» **WORK INSTRUCTION**: Each record below should be printed exactly as it was written.

» **RECORDS SHOWN**:
PR #3708, opened 2023-03-16
Remove extra open bracket in line 31 of bonus.go.sh

flyerbear:
Line 31, `elif [ ${goOSversion{} = "arm64" ]; then` has an extra open bracket causing the script to fail if arm64 is the local architecture and this line is executed. Removing the extra bracket will fix the code.


openoms:
Thank you, but this is already fixed in the `dev` branch (also where the new PRs should point to).

flyerbear:
Understood, sorry for applying to the wrong branch. I'll stick with `dev` in the future.

PR #3711, opened 2023-03-18
fix apt update Key error for influx repo

PatrickScheich:
when installing telegraf via `bonus.telegraf.sh` the occurs an error during `apt update` as the key of the influx repo is unknown
further more, when using smartmontools within telegraf the telegraf-user needs to be in sudoers group


rootzoll (approved):

rootzoll:
thx will be part of v1.9.0rc3 release

PR #3712, opened 2023-03-18
fix missing timeout value for nc cmnd

PatrickScheich:
minor fix: some `nc` cmnd had a missing timeout `-w` value


rootzoll (approved):

rootzoll:
good catch. thx. will be part of v1.9.0rc3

» **SOLUTION TO THIS TASK**:
PR #3708, opened 2023-03-16
Remove extra open bracket in line 31 of bonus.go.sh

flyerbear:
Line 31, `elif [ ${goOSversion{} = "arm64" ]; then` has an extra open bracket causing the script to fail if arm64 is the local architecture and this line is executed. Removing the extra bracket will fix the code.


openoms:
Thank you, but this is already fixed in the `dev` branch (also where the new PRs should point to).

flyerbear:
Understood, sorry for applying to the wrong branch. I'll stick with `dev` in the future.

PR #3711, opened 2023-03-18
fix apt update Key error for influx repo

PatrickScheich:
when installing telegraf via `bonus.telegraf.sh` the occurs an error during `apt update` as the key of the influx repo is unknown
further more, when using smartmontools within telegraf the telegraf-user needs to be in sudoers group


rootzoll (approved):

rootzoll:
thx will be part of v1.9.0rc3 release

PR #3712, opened 2023-03-18
fix missing timeout value for nc cmnd

PatrickScheich:
minor fix: some `nc` cmnd had a missing timeout `-w` value


rootzoll (approved):

rootzoll:
good catch. thx. will be part of v1.9.0rc3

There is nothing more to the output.